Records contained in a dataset
PR #321, opened 2021-10-08
fix(auth): Fix repeat auth calls on logout

### LINKED ISSUE #320: Do not retry login after logging out
The following condition `shouldRetryLogin` should only evaluate to true when the web-client has valid credentials and was temporarily disconnected from the backend. However, the code below evaluates to `true` before the user is logged in, where `ready.code` is undefined and `ready.ready` is false. `hasInvalidCredentials` then evaluates to `false` regardless of whether the `CloseStatus` indicated a protocol failure. `shouldRetryLogin` then becomes true, triggering repeated auth calls.

Login.tsx:
```
const hasInvalidCredentials = !!ready.code && ready.code === CloseStatus.PROTOCOL_FAILURE;
const shouldRetryLogin = (!hasInvalidCredentials && !ready.ready)
|| (!!token && ready.ready);
```

jan-law:
Fixes #320

### DIFF
--- a/src/app/Shared/Services/NotificationChannel.service.tsx
+++ b/src/app/Shared/Services/NotificationChannel.service.tsx
@@ -133,9 +133,7 @@ export class NotificationChannel {
             return;
           }
 
-          if(!token) {
-            return;
-          } else if (authMethod === 'Bearer') {
+          if (authMethod === 'Bearer') {
             subprotocol = `base64url.bearer.authorization.cryostat.${Base64.encodeURL(token)}`;
           } else if (authMethod === 'Basic') {
             subprotocol = `basic.authorization.cryostat.${token}`;


andrewazores:
I don't think it really matters what's displayed with the NoopAuthManager, so long as just clicking Submit lets the user in without having to enter some arbitrary faked credentials. Even better would be if NoopAuthManager led to the Login form being automatically dismissed since the default no-credentials case should count as valid authentication there, but that's just a nice-to-have. We aren't expecting anyone to use NoopAuthManager other than developers at this point anyway, and unless we decide to package up and support a "local installation" of Cryostat (either as a bare JVM process or as a local Podman container), I don't see that changing.

> I changed checkAuth('', 'Basic') to checkAuth('', '') in order to display the Basic Login page with their saved credentials until they press Login (instead of the above query automatically logging in the user)

How would this interact/behave with saved credentials for Bearer tokens? It's best to avoid making any assumptions or having some preferential treatment for one login form over the others, I think.

andrewazores:
Yea, unless we do some build-time hacks to strip it out to save a few bytes of storage space, the component would end up included in the shipped Cryostat image, but we would just never expect anyone to actually configure their Cryostat instance to trigger it to show up.

It's not that dissimilar to the downstream productized builds with the Operator only using Bearer auth in practice, but still containing the Basic auth form and code for handling Basic credentials.

PR #346, opened 2021-11-30
fix(snapshot): Cleanly handle empty snapshots

### LINKED ISSUE #345: Cleanly handle Snapshots taken when there is no source data
Front-end change corresponding to https://github.com/cryostatio/cryostat/issues/715

hareetd:
Fixes #345


andrewazores:
Code changes look fine, although I wonder about displaying a modal here. Seems like showing a standard notification would also make sense and be less intrusive. WDYT?

hareetd:
Agreed, a notification would also be more consistent with the rest of the UI alerts.

andrewazores (approved):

◆ Task to carry out:
All records above need to be set down again exactly as written.

◆ Task solution:
PR #321, opened 2021-10-08
fix(auth): Fix repeat auth calls on logout

### LINKED ISSUE #320: Do not retry login after logging out
The following condition `shouldRetryLogin` should only evaluate to true when the web-client has valid credentials and was temporarily disconnected from the backend. However, the code below evaluates to `true` before the user is logged in, where `ready.code` is undefined and `ready.ready` is false. `hasInvalidCredentials` then evaluates to `false` regardless of whether the `CloseStatus` indicated a protocol failure. `shouldRetryLogin` then becomes true, triggering repeated auth calls.

Login.tsx:
```
const hasInvalidCredentials = !!ready.code && ready.code === CloseStatus.PROTOCOL_FAILURE;
const shouldRetryLogin = (!hasInvalidCredentials && !ready.ready)
|| (!!token && ready.ready);
```

jan-law:
Fixes #320

### DIFF
--- a/src/app/Shared/Services/NotificationChannel.service.tsx
+++ b/src/app/Shared/Services/NotificationChannel.service.tsx
@@ -133,9 +133,7 @@ export class NotificationChannel {
             return;
           }
 
-          if(!token) {
-            return;
-          } else if (authMethod === 'Bearer') {
+          if (authMethod === 'Bearer') {
             subprotocol = `base64url.bearer.authorization.cryostat.${Base64.encodeURL(token)}`;
           } else if (authMethod === 'Basic') {
             subprotocol = `basic.authorization.cryostat.${token}`;


andrewazores:
I don't think it really matters what's displayed with the NoopAuthManager, so long as just clicking Submit lets the user in without having to enter some arbitrary faked credentials. Even better would be if NoopAuthManager led to the Login form being automatically dismissed since the default no-credentials case should count as valid authentication there, but that's just a nice-to-have. We aren't expecting anyone to use NoopAuthManager other than developers at this point anyway, and unless we decide to package up and support a "local installation" of Cryostat (either as a bare JVM process or as a local Podman container), I don't see that changing.

> I changed checkAuth('', 'Basic') to checkAuth('', '') in order to display the Basic Login page with their saved credentials until they press Login (instead of the above query automatically logging in the user)

How would this interact/behave with saved credentials for Bearer tokens? It's best to avoid making any assumptions or having some preferential treatment for one login form over the others, I think.

andrewazores:
Yea, unless we do some build-time hacks to strip it out to save a few bytes of storage space, the component would end up included in the shipped Cryostat image, but we would just never expect anyone to actually configure their Cryostat instance to trigger it to show up.

It's not that dissimilar to the downstream productized builds with the Operator only using Bearer auth in practice, but still containing the Basic auth form and code for handling Basic credentials.

PR #346, opened 2021-11-30
fix(snapshot): Cleanly handle empty snapshots

### LINKED ISSUE #345: Cleanly handle Snapshots taken when there is no source data
Front-end change corresponding to https://github.com/cryostatio/cryostat/issues/715

hareetd:
Fixes #345


andrewazores:
Code changes look fine, although I wonder about displaying a modal here. Seems like showing a standard notification would also make sense and be less intrusive. WDYT?

hareetd:
Agreed, a notification would also be more consistent with the rest of the UI alerts.

andrewazores (approved):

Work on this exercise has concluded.